Il Mondiale 2026 ha già un padrone assoluto. Con la straordinaria doppietta firmata questa sera, il fuoriclasse di Rosario ha raggiunto l’incredibile quota di 5 gol in appena due partite dall’inizio del torneo. Una media spaventosa che sta letteralmente trascinando l’Albiceleste verso la fase calda del tabellone.
Un record leggendario: 18 volte Messi
Ma la notizia che fa tremare i polsi agli statistici e battere il cuore ai romantici del pallone è un’altra. Con i due gol rifilati alla retroguardia austriaca, Messi sale a quota 18 reti totali nella storia della FIFA World Cup.
Nessuno, mai, come lui nella storia del calcio. Staccati i giganti del passato, demolito ogni precedente primato: Lionel Messi è ufficialmente il marcatore più prolifico di sempre nella competizione più prestigiosa del pianeta.

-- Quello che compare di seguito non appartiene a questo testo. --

PR #2444, opened 2025-05-21
Fix include error span

orpuente-MS:
Include error spans were set to the beginning of the file, since include errors were being pushed in resolution, where there is no knowledge of spans. This PR delays pushing `IO` errors until lowering, so that we can construct the error with the correct span.


idavis:
Superseded by #2512

PR #2445, opened 2025-05-21
Create copilot-setup-steps.yml

minestarks:
This sets up the environment for [Copilot Coding Agent](https://github.blog/news-insights/product-news/github-copilot-meet-the-new-coding-agent/) to work in.

### DIFF
--- a/.github/workflows/copilot-setup-steps.yml
+++ b/.github/workflows/copilot-setup-steps.yml
@@ -1,0 +1,30 @@
+name: Copilot Custom Setup Steps
+
+on:
+  workflow_dispatch:
+
+jobs:
+  copilot-setup-steps:
+    runs-on: ubuntu-latest
+    permissions:
+      contents: read
+    steps:
+      - uses: actions/checkout@v3
+        with:
+          submodules: "true"
+      - name: Setup rust toolchain
+        uses: ./.github/actions/toolchains/rust
+        with:
+          toolchain: "1.84"
+          components: rustfmt clippy
+      - uses: actions/setup-python@v4
+        with:
+          python-version: "3.11"
+      - uses: actions/setup-node@v3
+        with:
+          node-version: "20.18.2"
+      - uses: Swatinem/rust-cache@v2
+      - name: Prereqs
+        run: python ./prereqs.py --install
+      - name: First build
+        run: python ./build.py --no-check --no-test


.github/workflows/copilot-setup-steps.yml
```diff
@@ -0,0 +1,30 @@
...
+    permissions:
+      contents: read
+    steps:
+      - uses: actions/checkout@v3
+        with:
+          submodules: "true"
+      - name: Setup rust toolchain
+        uses: ./.github/actions/toolchains/rust
+        with:
+          toolchain: "1.84"
```
swernli, line 18: I think this is the wrong toolchain version... we are on 1.86 now in the repo.

swernli:
I wonder if there is a way to have this build off of the devcontainer definition we already have in the repo (https://github.com/microsoft/qsharp/blob/main/.devcontainer/devcontainer.json). I try to keep that up to date for internal or external contributors, and it seems like it could be opportunity to take advantage of existing setup.

.github/workflows/copilot-setup-steps.yml
```diff
@@ -0,0 +1,30 @@
...
+          components: rustfmt clippy
+      - uses: actions/setup-python@v4
+        with:
+          python-version: "3.11"
+      - uses: actions/setup-node@v3
+        with:
+          node-version: "20.18.2"
+      - uses: Swatinem/rust-cache@v2
```
idavis, line 26: I don't think we need rust-cache here, it is just for lowering CI build times

minestarks: I do a `./build.py` below to set up the environment before Copilot gets going.... would this cache not help speed up that step? I don't actually know how the cache works.

idavis: Maybe, we can leave for now and see.

.github/workflows/copilot-setup-steps.yml
idavis, line 18:
```suggestion
        with:
          toolchain: "1.86"
```

minestarks:
@swernli I like the idea, but I'll throw the question back at you - can we use that devcontainer for `ci.yml` too? I tried to align this workflow with `ci.yml` since I consider that the source of truth but maybe there's an opportunity for all of it to be aligned?

idavis (approved):

.github/workflows/copilot-setup-steps.yml
```diff
@@ -0,0 +1,33 @@
+name: Copilot Setup Steps
+
+on:
+  workflow_dispatch:
+  pull_request:
+    branches:
+      - main
```
minestarks, line 7: Will remove the PR trigger. Needed to add this, just so I can test the workflow once before merging.

PR #2452, opened 2025-05-22
Fix panic due to missing `Unit` value from assignment

swernli:
Assignments are expressions that should result in unit, but they don't push unit into the exec graph, which can cause problems if those expressions have their results bound to some other variable or expression.

### DIFF
--- a/compiler/qsc_lowerer/src/lib.rs
+++ b/compiler/qsc_lowerer/src/lib.rs
@@ -728,6 +728,18 @@ impl Lowerer {
             _ => self.exec_graph.push(ExecGraphNode::Expr(id)),
         }
 
+        if matches!(
+            kind,
+            fir::ExprKind::Assign(..)
+                | fir::ExprKind::AssignField(..)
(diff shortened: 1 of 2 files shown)


compiler/qsc_lowerer/src/lib.rs
```diff
@@ -728,6 +728,18 @@ impl Lowerer {
             _ => self.exec_graph.push(ExecGraphNode::Expr(id)),
         }
 
+        if matches!(
```
idavis, line 731: Why not make this park of the match above?

DmitryVasilevsky: I find the single match a bit clearer. That way I see that Expression Id is actually pushed instead of relying on fairly obscure "_" case before that.

swernli: Seems reasonable. I'll make the change.

DmitryVasilevsky (approved):

idavis (approved):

La partita: una sinfonia d’autore
L’Austria ci ha provato, mettendo in campo fisicità, organizzazione e raddoppi di marcatura costanti. Ma contro il genio non esistono gabbie tattiche che tengano. Messi ha sbloccato il match con una perla delle sue, per poi raddoppiare e mettere al sicuro il risultato, gestendo il ritmo della gara da vero leader e capitano.
L’Argentina si gode il primato nel girone e la certezza di avere in campo un alieno che, a dispetto dell’età e dei traguardi già raggiunti, ha ancora la fame di un debuttante e la classe del più grande di tutti i tempi. Il Mondiale 2026 è solo all’inizio, ma il cammino dell’Albiceleste è già illuminato dalla luce splendente del suo re.